# Creaming butter manually



## kokopuffs (Aug 4, 2000)

It's the first time I ever done this and geeeeezzzz, are my hands tired from creaming 4 oz (1 stick) of butter with 2 oz of sugar. MY HANDS ACHE. I'm using Ruhlmans recipe for sugar cookies using the 1:2:3 ratio of sugar:butter:flour. My hands ache. Just an observation! I'm tired! /img/vbsmilies/smilies/smoking.gif

Would a small and reliable mixer work here?


----------



## siduri (Aug 13, 2006)

Why are you doing this by hand, kokopuffs? If you have a mixer. I';ve done it often because i often cook at other people's houses who don;t have mixers, and also i didn;t have a mixer the first years here, and i made everything by hand. I have very strong hands, though.

I learned some tricks, which i can share.

I never (i mean never) plan in advance enough to keep the butter out to room temp. So i would always heat the bowl by running hot water on the underside of it (not getting any inside).

Then i'd begin by squashing the butter with a fork, or cutting it up, and then squashing it with a fork.

If you have a microwave with a watt setting, set it to 90 and get the butter soft that way, but i only got a micro about ten years ago.

when the butter is somewhat squashed against the bowl, hold it sideways so the hot water runs over the bottom only, or put it a moment quickly into a pot of hot water, like a bain marie, but only for a second. It will melt a little of it but you mix them together and it becomes soft butter.

Then (THIS IS VERY IMPORTANT) *don't beat by hand on a kitchen counter, or your arms will ache more. Put the bowl on the kitchen table, *that way your arms are not raised and you don;t have to hold them up as you beat, making it doubly hard work.

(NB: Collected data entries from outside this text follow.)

Issue #655, opened 2020-04-05
Extra autocompletions when defining functions


michalmuskala:
**Is your feature request related to a problem? Please describe.**
After using the extension for couple days in my day-to-day work, I noticed some missing autocompletions, that I seem rather annoying that they are missing.

**Describe the solution you'd like**
* autocomplete the function head when typing in another head of the same (possibly incomplete) function. For example given the snippet below, when cursor is at `|` there should be a completion for `foo(Arg)`. Furthermore, I would say that that should be the only suggestion offered - other functions shouldn't be displayed since they would be invalid anyway.
```erlang
foo(1) -> ok;
|
```
* autocomplete missing functions. When cursor is at the very beginning of the line and we start typing in a name of a function, there should be autocompletions for functions that are missing in the file (a use of the function was already written down, but the function itself not yet). Today we get a list of all the functions defined in the file - this isn't very useful when defining a new function.

**Describe alternatives you've considered**
I'm not sure there are alternatives other than not supporting this at all.

robertoaloi:
Hi @michalmuskala , they look like nice improvements to me. Are you planning to contribute them yourself?

michalmuskala:
I don't have plans to work on this soon-ish, I might if it becomes frustrating enough, though 😉 If I pick it up I'll ping this issue.

PR #1407, opened 2022-11-16
Add completion for function clause

ztion:
### Description

With this change you will get an autocompletion for a new function clause after you type the semicolon ";" in a function clause body.

So when you type
```
test_fun(Test1, Test2) ->
    test;
```

The editor will popup the option to autocomplete function clause, and ErlangLS will insert the following, where you can tab between the fields:

```
test_fun(Arg1, Arg2) ->
   Body
```

The autocompletion should not be offered in function guard sequences or in case/receive/etc clauses. Maybe it would be nice to have something like this for other kind of clauses as well, but since incomplete statements seems not to be parsed currently, it is hard to tell them apart.

Something similar was mentioned in https://github.com/erlang-ls/erlang_ls/issues/655.

### DIFF
--- a/apps/els_lsp/src/els_completion_provider.erl
+++ b/apps/els_lsp/src/els_completion_provider.erl
@@ -43,7 +43,8 @@ trigger_characters() ->
         <<"-">>,
         <<"\"">>,
         <<"{">>,
-        <<" ">>
+        <<" ">>,
+        <<";">>
     ].
 
 -spec handle_request(els_provider:provider_request()) -> {response, any()}.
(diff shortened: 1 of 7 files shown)


apps/els_lsp/src/els_completion_provider.erl
```diff
@@ -418,6 +427,77 @@ complete_type_definition(Document, Name, ItemFormat) ->
...
+                            [atom_to_list(Name), ArgumentText, Arity + 1]
+                        ),
+
+                    [
+                        #{
+                            label => <<"Add function clause">>,
+                            kind => ?COMPLETION_ITEM_KIND_SNIPPET,
+                            insertText => list_to_binary(Snippet),
+                            insertTextFormat => ?INSERT_TEXT_FORMAT_SNIPPET,
+                            insertTextMode => ?INSERT_TEXT_MODE_AS_IS
```
ztion, line 490: Not 100% happy about the "As Is" insert mode, since I think it might not be perfect for people with other indentation styles..

Could it possibly be done using "textEdit" property of the completion item? But can that one add text on the line below?

TheGeorge:
I attempted something similar in #1261 

There was some discussion if this is something we ultimately wanted to include in the LS.

PR #1413, opened 2022-11-28
Allow `code_reload.node` to be a list of nodes

mkuratczyk:
Hi. When working on clustered applications (RabbitMQ in my case), it's useful to reload the code on all nodes in the cluster. Otherwise I can't really use reloading since I still need to restart the other nodes to pick up the changes. This is a very rudimentary change that gets the job done for me (I've been happily using it for a few days). Would you accept something like that?

I decided to "overload" the `code_reload.node` setting and allow it to be a list. Alternatively, we could have a separate field (`code_reload.nodes`) but then we would need to handle both being set for example. I'm happy to make such changes if you prefer.

Thanks,

### DIFF
--- a/apps/els_lsp/src/els_code_reload.erl
+++ b/apps/els_lsp/src/els_code_reload.erl
@@ -12,15 +12,30 @@ maybe_compile_and_load(Uri) ->
     Ext = filename:extension(Uri),
     case els_config:get(code_reload) of
         #{"node" := NodeStr} when Ext == <<".erl">> ->
-            Node = els_utils:compose_node_name(
-                NodeStr,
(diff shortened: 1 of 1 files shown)


plux:
Thanks for your contribution @mkuratczyk !
This seems like a fine addition.
Seems like there is a conflict hat needs to be resolved in order to merge this.
Please rebase on main and resolve the conflict so we can merge it.

mkuratczyk:
Done. Thank you!

plux:
Thanks for your contribution @mkuratczyk !

CI seems to be a failing on coveralls for some reason, I will merge anyway.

Sometimes i whip cream or egg whjites by hand just not to bother with the mixer, or if the bowl of the mixer is dirty or being used. But always on the kitchen table)


----------



## kokopuffs (Aug 4, 2000)

@Siduri:  thanks for the tips and I sold my mixer long ago since it wasn't being used at the time.


----------



## siduri (Aug 13, 2006)

Since it seems you're doing a lot of baking lately, you might want to get even a cheaper hand held one. Or, you could keep beating by hand and then develop some fine hand and arm muscles and win an arm wrestling contest or something. I sometimes think, as i carry ten heavy shopping bags from the store to the house, that people pay lots of money to lift weights, and if they wanted they could pay ME to carry the shopping and i'd give them a discount. Heck, i'd even let them do it for free! Put an ad at the local gym - free arm and hand strengthening exercises. /img/vbsmilies/smilies/smile.gif


----------



## chefedb (Apr 3, 2010)

Try a food processor


----------



## kokopuffs (Aug 4, 2000)

I wished that I never sold my Kenwood mixer. /img/vbsmilies/smilies/eek.gif

And thanks for all of the tips.

Yes, I allowed my butter to reach room temperature overnight on the countertop.
I find creaming butter more easily achieved using a bowl with vertical as opposed to slant walls.
I'm considering a small mixer or even food processor just for making occasional whipped cream and creaming butters and I realize that the food processor doesn't make whipped cream (that I know of)
Again thanks.


----------



## soesje (Dec 6, 2012)

yes my food processor makes whipped cream, it comes with a bowl with attachments for doing so.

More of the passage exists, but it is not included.